# AIM OF THE TASK
Character for character, give back every line below.

# INPUT DATA

Issue #5895, opened 2018-02-13
Allow user to access the randomly-generated WinRM password via the template or environment.


SwampDragons:
We recommend using shell-local to run Ansible, but doing so means users must first generate the temporary host file.  In https://github.com/hashicorp/packer/issues/4904#issuecomment-349844919 a user requested being able to access the randomly-generated EC2 Windows password in order to be able to generate this file. 

Feature:  Add a new template or env variable like "{{ .WinRMPassword }}"

matt-richardson:
Will this be ansible specific? This would be super useful in the `powershell` provisioner as well.

SwampDragons:
@matt-richardson good point; I'll remove the ansible tag from this issue.

rickard-von-essen:
See #3911 and #3969

SwampDragons:
https://github.com/hashicorp/packer/pull/4409 is probably the right approach here.

Marcus-James-Adams:
I have a similar request under https://github.com/hashicorp/packer/issues/5871 for oracle-oci i also know that alibaba and some openstack also have the random password generated at build - perhaps this should be an option for all providers?

SwampDragons:
@Marcus-James-Adams Agreed. Once we have the framework in place for AWS it shouldn't be too hard to enable it for other providers as well.

liberforce:
This was at first open for the `ansible` provisioner, and it ended fixed for the `powershell` provisionner but not the `ansible`, nor `shell-local` ones. As stated in #5998 :

> that issue won't be truly addressed until you can also access this variable from the shell-local provisioner

Please reopen.

SwampDragons:
Good point I've opened separate tickets for each place we implement this, just to keep scope clear. I'll change the title of this one to be specific to Powershell.

SwampDragons:
@liberforce if you'd like to test the patch enabling you to access the winrm password from the shell-local provisioner, check out #6251.  I can build it for you if you let me know your host architecture.

liberforce:
@SwampDragons : sorry for the late reply, I was out of office for the passed month. Thanks for your proposal, I'll be happy to test a binary if you can still provide it. I'm running an x86_64 Ubuntu 14.04.

SwampDragons:
@liberforce you don't need a binary; this has been released and is in Packer 1.2.4

PR #5998, opened 2018-03-08
allow users of AWS to use the dynamically-generated admin password wh…

SwampDragons:
WIP: do not merge.

Packer allows AWS windows users to connect via winRM using the dynamically-generated Administrator password that AWS provides.  

This PR creates a new environment variable for the Powershell provisioner, AUTO_WINRM_PASSWORD, which the user can then access within their scripts. 

It also allows the user to run Powershell scripts with Elevated permissions, using the Administrator user and the dynamically-generated winRM password, by setting "elevated_password":".AUTO_WINRM_PASSWORD" in their config.

This is clunkier than I'd like; I'd hoped to set the variables using the template syntax `{{.WinRMPassword}}` but the template is interpolated long before the winRM password is generated, making this approach invalid.

Starts to address #5895, but that issue won't be truly addressed until you can also access this variable from the shell-local provisioner. I have code in the works to deduplicate the shell-local provisioner and post-processor, which will enable the shell-local provisioner to set env vars the same way the post-processor does; that's probably a prerequisite for this final step in addressing #5895.

### DIFF
--- a/helper/common/shared_state.go
+++ b/helper/common/shared_state.go
@@ -1,0 +1,31 @@
+package common
+
+import (
+	"fmt"
+	"io/ioutil"
+	"os"
+	"path/filepath"
+)
+
+// Used to set variables which we need to access later in the build, where
+// state bag and config information won't work
+func sharedStateFilename(suffix string) string {
+	uuid := os.Getenv("PACKER_RUN_UUID")
+	return filepath.Join(os.TempDir(), fmt.Sprintf("packer-%s-%s", uuid, suffix))
+}
+
+func SetSharedState(key string, value string) error {
+	return ioutil.WriteFile(sharedStateFilename(key), []byte(value), 0644)
+}
+
+func RetrieveSharedState(key string) (string, error) {
+	value, err := ioutil.ReadFile(sharedStateFilename(key))
+	if err != nil {
+		return "", err
+	}
+	return string(value), nil
+}
+
+func RemoveSharedStateFile(key string) {
+	os.Remove(sharedStateFilename(key))
+}
--- a/helper/common/shared_state.go
+++ b/helper/common/shared_state.go
@@ -15,7 +15,7 @@ func sharedStateFilename(suffix string) string {
 }
 
 func SetSharedState(key string, value string) error {
-	return ioutil.WriteFile(sharedStateFilename(key), []byte(value), 0644)
+	return ioutil.WriteFile(sharedStateFilename(key), []byte(value), 0600)
 }
 
 func RetrieveSharedState(key string) (string, error) {
--- a/provisioner/powershell/provisioner.go
+++ b/provisioner/powershell/provisioner.go
@@ -17,6 +17,7 @@ import (
 
 	"github.com/hashicorp/packer/common"
 	"github.com/hashicorp/packer/common/uuid"
+	commonhelper "github.com/hashicorp/packer/helper/common"
 	"github.com/hashicorp/packer/helper/config"
 	"github.com/hashicorp/packer/packer"
 	"github.com/hashicorp/packer/template/interpolate"
@@ -114,7 +115,6 @@ func (p *Provisioner) Prepare(raws ...interface{}) error {
 			},
 		},
 	}, raws...)
-
 	if err != nil {
 		return err
 	}
@@ -358,9 +358,16 @@ func (p *Provisioner) createFlattenedEnvVars(elevated bool) (flattened string) {
 	// Always available Packer provided env vars
 	envVars["PACKER_BUILD_NAME"] = p.config.PackerBuildName
 	envVars["PACKER_BUILDER_TYPE"] = p.config.PackerBuilderType
+
 	httpAddr := common.GetHTTPAddr()
 	if httpAddr != "" {
 		envVars["PACKER_HTTP_ADDR"] = httpAddr
+	}
+	winRMPass, err := commonhelper.RetrieveSharedState("winrm_password")
+	// This shared state is only created by the amazon builder.
+	if err == nil {
+		envVars["AUTO_WINRM_PASSWORD"] = psEscape.Replace(winRMPass)
+
 	}
 
 	// Split vars into key/value components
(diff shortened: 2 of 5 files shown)


SwampDragons:
Needs docs.

helper/common/shared_state.go
```diff
@@ -0,0 +1,31 @@
...
+
+// Used to set variables which we need to access later in the build, where
+// state bag and config information won't work
+func sharedStateFilename(suffix string) string {
+	uuid := os.Getenv("PACKER_RUN_UUID")
+	return filepath.Join(os.TempDir(), fmt.Sprintf("packer-%s-%s", uuid, suffix))
+}
+
+func SetSharedState(key string, value string) error {
+	return ioutil.WriteFile(sharedStateFilename(key), []byte(value), 0644)
```
mwhooker: should this maybe be 0600 now that we're possibly writing passwords?

provisioner/powershell/provisioner.go
```diff
@@ -501,6 +508,16 @@ func (p *Provisioner) generateElevatedRunner(command string) (uploadedPath strin
 		log.Printf("Elevated user %s converted to %s after escaping chars special to PowerShell",
 			p.config.ElevatedUser, escapedElevatedUser)
 	}
+	// Replace ElevatedPassword for winrm users who used this feature
+	if strings.Compare(p.config.ElevatedPassword, ".AUTO_WINRM_PASSWORD") == 0 {
```
mwhooker: just so I understand correctly: If the user wants to use the auto generated password for the "elevated password", they'll set it to be the literal ".AUTO_WINRM_PASSWORD", and this is needed because sometimes users use an init script to set the password to something else?

mwhooker:
> This is clunkier than I'd like; I'd hoped to set the variables using the template syntax {{.WinRMPassword}} but the template is interpolated long before the winRM password is generated, making this approach invalid

I think it's probably possible to do another templating pass in the build section. I like this solution a lot, and would be great if there was a way to do it

provisioner/powershell/provisioner.go
SwampDragons: Yep.

SwampDragons:
Is there a way of having the template thing leave behind specifically {{.WinRMPassword}} while parsing other variables that fall into that syntax?  My issue is that it's getting parsed to an empty string in the first templating pass when the other vars are evaluated.

helper/common/shared_state.go
SwampDragons: good idea.

mwhooker:
> My issue is that it's getting parsed to an empty string in the first templating pass when the other vars are evaluated

you can add it to the Exclude list https://github.com/hashicorp/packer/blob/c91f4b04deb03e469b774d5803240357ae3cf112/provisioner/powershell/provisioner.go#L112

provisioner/powershell/provisioner.go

# SOLUTION BELOW
Issue #5895, opened 2018-02-13
Allow user to access the randomly-generated WinRM password via the template or environment.


SwampDragons:
We recommend using shell-local to run Ansible, but doing so means users must first generate the temporary host file.  In https://github.com/hashicorp/packer/issues/4904#issuecomment-349844919 a user requested being able to access the randomly-generated EC2 Windows password in order to be able to generate this file. 

Feature:  Add a new template or env variable like "{{ .WinRMPassword }}"

matt-richardson:
Will this be ansible specific? This would be super useful in the `powershell` provisioner as well.

SwampDragons:
@matt-richardson good point; I'll remove the ansible tag from this issue.

rickard-von-essen:
See #3911 and #3969

SwampDragons:
https://github.com/hashicorp/packer/pull/4409 is probably the right approach here.

Marcus-James-Adams:
I have a similar request under https://github.com/hashicorp/packer/issues/5871 for oracle-oci i also know that alibaba and some openstack also have the random password generated at build - perhaps this should be an option for all providers?

SwampDragons:
@Marcus-James-Adams Agreed. Once we have the framework in place for AWS it shouldn't be too hard to enable it for other providers as well.

liberforce:
This was at first open for the `ansible` provisioner, and it ended fixed for the `powershell` provisionner but not the `ansible`, nor `shell-local` ones. As stated in #5998 :

> that issue won't be truly addressed until you can also access this variable from the shell-local provisioner

Please reopen.

SwampDragons:
Good point I've opened separate tickets for each place we implement this, just to keep scope clear. I'll change the title of this one to be specific to Powershell.

SwampDragons:
@liberforce if you'd like to test the patch enabling you to access the winrm password from the shell-local provisioner, check out #6251.  I can build it for you if you let me know your host architecture.

liberforce:
@SwampDragons : sorry for the late reply, I was out of office for the passed month. Thanks for your proposal, I'll be happy to test a binary if you can still provide it. I'm running an x86_64 Ubuntu 14.04.

SwampDragons:
@liberforce you don't need a binary; this has been released and is in Packer 1.2.4

PR #5998, opened 2018-03-08
allow users of AWS to use the dynamically-generated admin password wh…

SwampDragons:
WIP: do not merge.

Packer allows AWS windows users to connect via winRM using the dynamically-generated Administrator password that AWS provides.  

This PR creates a new environment variable for the Powershell provisioner, AUTO_WINRM_PASSWORD, which the user can then access within their scripts. 

It also allows the user to run Powershell scripts with Elevated permissions, using the Administrator user and the dynamically-generated winRM password, by setting "elevated_password":".AUTO_WINRM_PASSWORD" in their config.

This is clunkier than I'd like; I'd hoped to set the variables using the template syntax `{{.WinRMPassword}}` but the template is interpolated long before the winRM password is generated, making this approach invalid.

Starts to address #5895, but that issue won't be truly addressed until you can also access this variable from the shell-local provisioner. I have code in the works to deduplicate the shell-local provisioner and post-processor, which will enable the shell-local provisioner to set env vars the same way the post-processor does; that's probably a prerequisite for this final step in addressing #5895.

### DIFF
--- a/helper/common/shared_state.go
+++ b/helper/common/shared_state.go
@@ -1,0 +1,31 @@
+package common
+
+import (
+	"fmt"
+	"io/ioutil"
+	"os"
+	"path/filepath"
+)
+
+// Used to set variables which we need to access later in the build, where
+// state bag and config information won't work
+func sharedStateFilename(suffix string) string {
+	uuid := os.Getenv("PACKER_RUN_UUID")
+	return filepath.Join(os.TempDir(), fmt.Sprintf("packer-%s-%s", uuid, suffix))
+}
+
+func SetSharedState(key string, value string) error {
+	return ioutil.WriteFile(sharedStateFilename(key), []byte(value), 0644)
+}
+
+func RetrieveSharedState(key string) (string, error) {
+	value, err := ioutil.ReadFile(sharedStateFilename(key))
+	if err != nil {
+		return "", err
+	}
+	return string(value), nil
+}
+
+func RemoveSharedStateFile(key string) {
+	os.Remove(sharedStateFilename(key))
+}
--- a/helper/common/shared_state.go
+++ b/helper/common/shared_state.go
@@ -15,7 +15,7 @@ func sharedStateFilename(suffix string) string {
 }
 
 func SetSharedState(key string, value string) error {
-	return ioutil.WriteFile(sharedStateFilename(key), []byte(value), 0644)
+	return ioutil.WriteFile(sharedStateFilename(key), []byte(value), 0600)
 }
 
 func RetrieveSharedState(key string) (string, error) {
--- a/provisioner/powershell/provisioner.go
+++ b/provisioner/powershell/provisioner.go
@@ -17,6 +17,7 @@ import (
 
 	"github.com/hashicorp/packer/common"
 	"github.com/hashicorp/packer/common/uuid"
+	commonhelper "github.com/hashicorp/packer/helper/common"
 	"github.com/hashicorp/packer/helper/config"
 	"github.com/hashicorp/packer/packer"
 	"github.com/hashicorp/packer/template/interpolate"
@@ -114,7 +115,6 @@ func (p *Provisioner) Prepare(raws ...interface{}) error {
 			},
 		},
 	}, raws...)
-
 	if err != nil {
 		return err
 	}
@@ -358,9 +358,16 @@ func (p *Provisioner) createFlattenedEnvVars(elevated bool) (flattened string) {
 	// Always available Packer provided env vars
 	envVars["PACKER_BUILD_NAME"] = p.config.PackerBuildName
 	envVars["PACKER_BUILDER_TYPE"] = p.config.PackerBuilderType
+
 	httpAddr := common.GetHTTPAddr()
 	if httpAddr != "" {
 		envVars["PACKER_HTTP_ADDR"] = httpAddr
+	}
+	winRMPass, err := commonhelper.RetrieveSharedState("winrm_password")
+	// This shared state is only created by the amazon builder.
+	if err == nil {
+		envVars["AUTO_WINRM_PASSWORD"] = psEscape.Replace(winRMPass)
+
 	}
 
 	// Split vars into key/value components
(diff shortened: 2 of 5 files shown)


SwampDragons:
Needs docs.

helper/common/shared_state.go
```diff
@@ -0,0 +1,31 @@
...
+
+// Used to set variables which we need to access later in the build, where
+// state bag and config information won't work
+func sharedStateFilename(suffix string) string {
+	uuid := os.Getenv("PACKER_RUN_UUID")
+	return filepath.Join(os.TempDir(), fmt.Sprintf("packer-%s-%s", uuid, suffix))
+}
+
+func SetSharedState(key string, value string) error {
+	return ioutil.WriteFile(sharedStateFilename(key), []byte(value), 0644)
```
mwhooker: should this maybe be 0600 now that we're possibly writing passwords?

provisioner/powershell/provisioner.go
```diff
@@ -501,6 +508,16 @@ func (p *Provisioner) generateElevatedRunner(command string) (uploadedPath strin
 		log.Printf("Elevated user %s converted to %s after escaping chars special to PowerShell",
 			p.config.ElevatedUser, escapedElevatedUser)
 	}
+	// Replace ElevatedPassword for winrm users who used this feature
+	if strings.Compare(p.config.ElevatedPassword, ".AUTO_WINRM_PASSWORD") == 0 {
```
mwhooker: just so I understand correctly: If the user wants to use the auto generated password for the "elevated password", they'll set it to be the literal ".AUTO_WINRM_PASSWORD", and this is needed because sometimes users use an init script to set the password to something else?

mwhooker:
> This is clunkier than I'd like; I'd hoped to set the variables using the template syntax {{.WinRMPassword}} but the template is interpolated long before the winRM password is generated, making this approach invalid

I think it's probably possible to do another templating pass in the build section. I like this solution a lot, and would be great if there was a way to do it

provisioner/powershell/provisioner.go
SwampDragons: Yep.

SwampDragons:
Is there a way of having the template thing leave behind specifically {{.WinRMPassword}} while parsing other variables that fall into that syntax?  My issue is that it's getting parsed to an empty string in the first templating pass when the other vars are evaluated.

helper/common/shared_state.go
SwampDragons: good idea.

mwhooker:
> My issue is that it's getting parsed to an empty string in the first templating pass when the other vars are evaluated

you can add it to the Exclude list https://github.com/hashicorp/packer/blob/c91f4b04deb03e469b774d5803240357ae3cf112/provisioner/powershell/provisioner.go#L112

provisioner/powershell/provisioner.go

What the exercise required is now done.